Thats a very good question, 

My initial view would be that driving licence regs are harmonised throughout Europe (thats why we are on photocard licences now) so you should be OK. Would it not be a lot easier to just take your M/Cycle test before you go ???


----------



## spannerhead

I've got a full license, but my wife doesn't and she fancies a go.

And if you think it's easy getting a full bike license then you clearly haven't taken the test recently!! 

I'll give the AA a ring, they should know.....

Well, just called them, they don't have a clue, nor does the DVLA ..... any more thoughts?


----------



## thieawin

Only full, not provisional, licences are recognised under the directive


----------



## spannerhead

Just spoken to Bennets, bike insurers, and they reckon you can ride a 125 in Europe on L plates with a CBT and a full car license, and they could insure it.


----------



## thieawin

They are wrong

http://www.aboutdrivingabroad.co.uk/your-driving-licence-valid-abroad.html

"You're not allowed to drive abroad on a provisional licence"

Think it through

You can swap youir EU licence for an EU licenv ce in another EU statre but you cannot swap your provisional, you must take out a local one


----------



## marnaz

If it helps I live in Spain and you can ride up to 125 with a car licence.

Used to be under 50 cc you need not have insurance or licence but not allowed on main roads. even our local plod rides on with no plates...

I would advise the 50cc thing as all areas are differant rules according to your province your in.

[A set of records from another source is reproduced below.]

PR #590, opened 2016-09-12
(maint) Unlink only if it's actually a broken link

melissa:
Previously, this could would attempt to unlink if the link didn't even
exist or if it was truly a broken symlink. This commit updates the check
to be sure there is actually a link that points to a non-existent file.
This means if we're creating a brand new set of links, then our
automation won't bomb out on us.

### DIFF
--- a/tasks/education.rake
+++ b/tasks/education.rake
@@ -40,8 +40,8 @@ namespace :pl do
       link_target.each do |link|
         link_path = File.join(target_directory, link)
         link_md5_path = "#{link_path}.md5"
-        Pkg::Util::Net.remote_ssh_cmd(target_host, "if [[ ! -e '#{link_path}' ]] ; then echo '#{link_path} is a broken link, deleting' ; unlink '#{link_path}' ; fi")
-        Pkg::Util::Net.remote_ssh_cmd(target_host, "if [[ ! -e '#{link_md5_path}' ]] ; then echo '#{link_md5_path} is a broken link, deleting' ; unlink '#{link_md5_path}' ; fi")
+        Pkg::Util::Net.remote_ssh_cmd(target_host, "if [[ -L '#{link_path}' ]] && [[ ! -e '#{link_path}' ]] ; then echo '#{link_path} is a broken link, deleting' ; unlink '#{link_path}' ; fi")
+        Pkg::Util::Net.remote_ssh_cmd(target_host, "if [[ -L '#{link_md5_path}' ]] && [[ ! -e '#{link_md5_path}' ]] ; then echo '#{link_md5_path} is a broken link, deleting' ; unlink '#{link_md5_path}' ; fi")
         Pkg::Util::Net.remote_ssh_cmd(target_host, "cd #{target_directory} ; ln -sf #{File.basename(vm)} #{link}")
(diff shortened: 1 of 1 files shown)


tasks/education.rake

But much is now starting to conform with the EU but in Andalucia and I think all of Spain your be ok up to 125cc youll need greencard insurance.
and a helmet
Marnaz


----------



## spannerhead

thieawin said:


> They are wrong
> 
> http://www.aboutdrivingabroad.co.uk/your-driving-licence-valid-abroad.html
> 
> "You're not allowed to drive abroad on a provisional licence"
> 
> Think it through
> 
> You can swap youir EU licence for an EU licenv ce in another EU statre but you cannot swap your provisional, you must take out a local one


Yeah - but she's not got a provisional license, she's got a full UK driving license, with an English CBT to allow her to drive a 125cc bike.


----------



## marnaz

Well...As I said you can ride up to 125cc on a car licence, forgetting the bike licence.
With A bike licence She is allowed the same as in the UK
She can ride 125cc on either licence entitlement
Marnaz


----------



## thieawin

No

you cannot drive on the provisional entitlements abroad

The UK licence is full for categories passed and provisional for catergories not passed

it is only the full categories which are recognised in EU

here is the UK government web site link showing it the other way around ie Europeans coming to UK

http://www.direct.gov.uk/en/Motoring/DriverLicensing/DrivingInGbOnAForeignLicence/DG_4022556

"If you hold a valid community licence and are visiting GB, you can drive any vehicle if THE FULL entitlement for that vehicle is shown on the licence"

FULL not PROVISIONAL

If you drive abrouad a vehicle for which your UK licence is only provisional you risk prosecution and disqualification in that country for driving without a licence


----------



## spannerhead

Well, I've just spoken to another bike insurer who has specifically insured a number of people for riding 125's on a provisional license in Europe without any problem and would happily do the same for me, good enough for me....


----------



## teemyob

*Bikes*

All well and good, but I would only ride on any form of Motorcycle on my own, no pillion unless I had taken the full test.

Trev


----------



## marnaz

Same as uk then ???


----------



## spannerhead

That's fine - as I have a full bike license, so I can drive both of us around, and if she wants to take it out on her own then she can .....


----------



## olley

thieawin said:


> No
> 
> you cannot drive on the provisional entitlements abroad


 ](*,) ](*,) :lol:

Olley


----------



## spannerhead

Right, we all need to bow our heads in shame, thieawin was right all along, the insurance companies clearly don't know what they're taking about.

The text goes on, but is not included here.